Both the Ghosh and Milligan readings this week present interesting images of archives as they relate to the nations whose history they are archiving. Many scholars find a strong tie between archives and the foundation of nations. This is because archives hold the documents and information that reflect essentially what a nation is about and also how the government of that nation has been functioning.
Milligan, in discussing the French Archives nationales, describes a system where the contents and actions of the archives is representative of the ideals of the state. If the Archives remove and destroy a document to protect an individual, they (and by extension, the government) are putting private interests above the public interest. If a government wishes to be perceived as benefitting the nation as a whole, the way documents are handled in the national archives should reflect this. In this way, the behavior of the archives themselves is central to the creation of nations.
In Ghosh’s essay, it becomes apparent through the both the differing content of archives in Britain and India and the reactions of people in the archives in both nations, that archives are key in shaping and maintaining a particular national identity.
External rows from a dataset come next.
PR #877, opened 2025-05-26
gui: Add a menu action to restore then migrate a legacy wallet

achow101:
Some users will have a backup of their legacy wallet. These cannot be restored since the "Restore Wallet" action expects to be able to load the wallet after restoring, and this fails for legacy wallets now that they are deleted. Furthermore, the "Migrate Wallet" action only allows users to migrate wallets that are in the wallets directory, so such backups cannot be migrated from the GUI.

This PR resolves this issue by adding a menu item in the "Migrate Wallet" menu which allows users to select their backup file so that it will first be restored but not loaded, and then migrated.

Depends on https://github.com/bitcoin/bitcoin/pull/32620

### DIFF
--- a/src/interfaces/wallet.h
+++ b/src/interfaces/wallet.h
@@ -328,7 +328,7 @@ public:
     virtual std::string getWalletDir() = 0;
 
     //! Restore backup wallet
-    virtual util::Result<std::unique_ptr<Wallet>> restoreWallet(const fs::path& backup_file, const std::string& wallet_name, std::vector<bilingual_str>& warnings) = 0;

The documents in the Calcutta archives that represent an unsavory topic for India are poorly sorted and not often referenced, while archivists in Britain were keen to suggest various organized references that could help find information on that same topic. This suggests that what can be found easily in a nation’s archives becomes the nation’s history.
While I don’t believe the archives at Dickinson could not be said to be particularly influential in either of these ways to the creation of a nation (that nation being the United States), I do feel that the archives are central to how, in a smaller sense, the college community was built. The information in these archives relates to the founding and history of the college, and there is no doubt that what is included and what is easily accessible has shaped the image of Dickinson and its surrounding community. The Dickinson archives function similarly to national archives, but on a smaller scale.